On the train itself, an extended family that included Louie, an adorable three-year old, who’d been told they were going to his city, St. Louie, settled in front of us. At some point in the trip, Louie’s father volunteered their plans; a baseball game, the zoo, the Arch. We suggested they not miss the City Museum as it had been our children’s favorite place. He said it was somewhere on the itinerary.
After the train reached Kirkwood around 1:30 p.m., we biked 1.7 miles south to the Hampton Inn. The main route to the hotel would have taken us right down Kirkwood Avenue which, though it appears calm near the train station, becomes commercial further on as it turns into Historic US 66 and nears I-44. As here, there, and everywhere, navigating routes over, under and around interstate highways is the most difficult and congested component of riding. With that in mind, we took Geyer south, passing over I-44 and overshot the hotel, passing through a Home Depot parking lot, to circle back and approach with the hotel on our right. Saturday afternoon traffic was fierce on Kirkwood, but we only had a sprint to go. For anyone contemplating a similar escapade, there’s a Best Western on Kirkwood that’s north of the I-44 interchange. It might be possible to reach it from the train station via side roads and parking lots without much biking on Kirkwood itself. However, we happened to have Hampton points we wanted to use and chose a little danger in order to save a couple of bucks.
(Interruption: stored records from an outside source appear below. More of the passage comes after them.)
PR #981, opened 2026-07-10
feat(doctor): allow doctor apply to target a specific conversation id

### LINKED ISSUE #917: doctor apply cannot safely repair a non-current conversation
## Summary
The native `/lossless doctor apply` / `/lcm doctor apply` command only repairs the **current conversation**. There is no user-facing way on the native command surface to target a different conversation ID, archived conversation, or prior conversation from another lane.

That would be fine if the native command were the only repair path. But the current UX is confusing because:

- the native command can hit safety preflights on large/live conversations
- operators may reasonably assume they should switch to another lane and run the same command there
- doing so repairs the *other lane's current conversation*, not the intended target
- meanwhile the repo also ships an external maintenance tool (`lcm-tui`) that **can** repair a named conversation ID offline

So the real gap is not “no repair path exists anywhere.” The real gap is that the **native repair workflow has no parity with the external maintenance tool and no clear targeting story for non-current conversations**.

### Native command surface
The native command help/code makes this current-conversation scope explicit:
- help text says: **"Repair broken summaries in the current conversation."**
- `doctor apply` parsing accepts only optional `confirm-offline`-style overrides
- there is no user-facing `conversationId` / `sessionKey` / `--conversation` targeting on the native command path

### External maintenance path
The repository also documents a separate tool:
- `lcm-tui repair <conversation_id> --apply`
- `lcm-tui doctor <conversation_id> --apply`

That means offline repair of a previous conversation **does** exist, but only through the separate `lcm-tui` maintenance binary, not through the normal `/lossless` chat-command workflow.

## Why this is still a problem
Today the behavior is split across two worlds:

1. **Native `/lossless` repair**
   - easy to reach from chat
   - scoped to current conversation only
   - no explicit target selector

2. **External `lcm-tui` repair**
   - can target a specific conversation ID
   - works for prior/non-current conversations
   - is not part of the normal native command workflow

That split is easy to misunderstand and creates bad operator ergonomics, especially when a user is trying to repair the conversation they were just told is too large/hot to handle inline.

## Expected behavior
At least one of these should exist:

1. **Parity in native commands**
   - `doctor apply` can target a conversation ID/session key from another lane
   - example shape: `doctor apply --conversation 472`

2. **Clear native handoff**
   - native `/lossless doctor` explicitly tells the operator that non-current/offline repair must be done with `lcm-tui repair <conversation_id> --apply`
   - ideally with exact conversation ID surfaced in the output

3. **Unified maintenance UX**
   - native repair command delegates or bridges to the same offline repair machinery used by `lcm-tui`

## Actual behavior
- native `doctor apply` repairs only the current conversation
- there is no native target flag for another conversation
- separate `lcm-tui` tooling can repair prior conversations by ID, but that capability is not available through the normal native command workflow

## Impact
This is primarily a **workflow / parity / discoverability** issue:
- operators can incorrectly conclude that old conversations are unrepairable
- operators can waste time trying to use `confirm-offline` from the wrong lane
- repair capability exists, but not where users of the native command surface expect it

## Classification
Best classification now:
- **feature gap / workflow bug** in the native repair UX
- specifically: missing native targeting parity and poor discoverability of the `lcm-tui` offline repair path

cxbAsDev:
Closes #917.

## What
Adds native conversation-id targeting for summary repair through `/lossless doctor apply <conversation-id> confirm-offline`.

## Why
The native command repairs only the active conversation, while offline tooling can repair a named conversation. Explicit targeting gives operators the same repair scope without risking a rewrite in the wrong active lane.

## Changes
- Parse one positive conversation id
- Require exact targeted offline confirmation
- Preserve large and hot preflight checks
- Keep current-conversation behavior unchanged
- Document authorization and lane isolation
- Add a minor release changeset

## Testing
- `npm test -- --run test/lcm-command.test.ts`
- `npm run typecheck`
- `npm run build`
- Synthetic current-main merge: 1,821 tests pass
- Hosted test, inspector, and smoke checks pass

### DIFF
--- a/.changeset/doctor-apply-conversation-id.md
+++ b/.changeset/doctor-apply-conversation-id.md
@@ -1,0 +1,5 @@
+---
+"@martian-engineering/lossless-claw": minor
+---
+
+`/lossless doctor apply` now accepts an optional conversation id: `doctor apply [<conversation-id>] [confirm-offline]`. This lets operators repair a specific conversation without needing that session to be the current active one. The existing current-conversation behavior is unchanged when no id is provided.
--- a/.changeset/doctor-apply-conversation-id.md
+++ b/.changeset/doctor-apply-conversation-id.md
@@ -2,4 +2,4 @@
 "@martian-engineering/lossless-claw": minor
 ---
 
-`/lossless doctor apply` now accepts an optional conversation id: `doctor apply [<conversation-id>] [confirm-offline]`. This lets operators repair a specific conversation without needing that session to be the current active one. The existing current-conversation behavior is unchanged when no id is provided.
+`/lossless doctor apply` can now repair a specific conversation with `doctor apply <conversation-id> confirm-offline`. Targeted repair is limited to authorized OpenClaw command senders and requires the explicit offline confirmation after the target's active channel path is isolated. The existing current-conversation behavior is unchanged when no id is provided.
--- a/README.md
+++ b/README.md
@@ -39,6 +39,8 @@ The plugin now ships a bundled `lossless-claw` skill plus a small plugin command
 - `/lossless backup` creates a timestamped backup of the current LCM SQLite database
 - `/lossless rotate` rewrites the active session transcript into a compact tail-preserving form without changing the live OpenClaw session identity or current LCM conversation
 - `/lossless doctor` scans for broken or truncated summaries
+- `/lossless doctor apply` repairs broken summaries in the current conversation after the normal safety preflight
+- `/lossless doctor apply <conversation-id> confirm-offline` repairs a specific conversation after its active channel path has been paused or moved away; targeted repair is restricted to authorized OpenClaw command senders and always requires the explicit offline confirmation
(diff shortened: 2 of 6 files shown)


jalehman:
Maintainer triage note: this is the right feature lane for #917, but there are a few targeted correctness fixes before deeper review.

Please preserve the selected conversation ID in the large/hot confirm-offline guidance. Right now the targeted safety-preflight path can tell the operator to run `doctor apply confirm-offline`, which drops the requested conversation ID and can send them back to the current conversation. The guidance should keep the target, e.g. `doctor apply <conversation-id> confirm-offline`.

Two smaller follow-ups from the same pass:

- Add regression coverage for nonexistent target IDs and duplicate numeric IDs.
- Rename the ID-targeted resolver provenance from `source: "session_id"` to a truthful source such as `conversation_id`.

I would not close this PR; it looks like a good fit once those narrow issues are fixed.

jalehman:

Saturday night, the hotel was full, little leaguers from Springfield, a wedding party or two, and us, the lone bikers. We walked back under I-44 to get to a restaurant and then settled in for a quiet night. We wanted to get an early start Sunday morning as we’d be navigating unfamiliar streets.
An internet search beforehand had given us six suggested routes for getting from Kirkwood (the train station) to the Page Street Connector with the Katy. With slight variation and addition since we were originating at the Hampton Inn south of the station, we traveled this: north on Kirkwood a very short stint, just to get past the highway, then left (west) on Martin Luther King Drive. It’s unmarked and looks like the high school entrance. Then, right (north) on Maryhurst, left (west) on Big Bend, right (north) on Geyer, (a long distance on Geyer; pretty, residential, lots of other bikers on Sunday morning), right (east) on Clayton (just for a bit in order to catch Spoede, left (north) on Spoede, left (west) on Ladue, right (north) on North Mosley, left (west) on Olive (commercial but four lane and only a short spurt), right (north) on Craig, which arcs around to the left, over another highway, becoming West Port Plaza, then Marine Avenue which ends up just to the left of Creve Coeur Lake. This was all of fifteen or so miles and, other than the last Craig, West Port, Marine section with more traffic near the end (people zooming to the park?), was an agreeable morning ride. The same route in rush hour might not be so pleasant. But, if a Katy rider got off the train in Kirkwood, early in the afternoon, as we had the previous day, and set out directly on this route, it appears to be quite doable. One could easily reach the Katy, before rush hour traffic set in, four miles shy of St. Charles, and head there, with its plenty of places to stay.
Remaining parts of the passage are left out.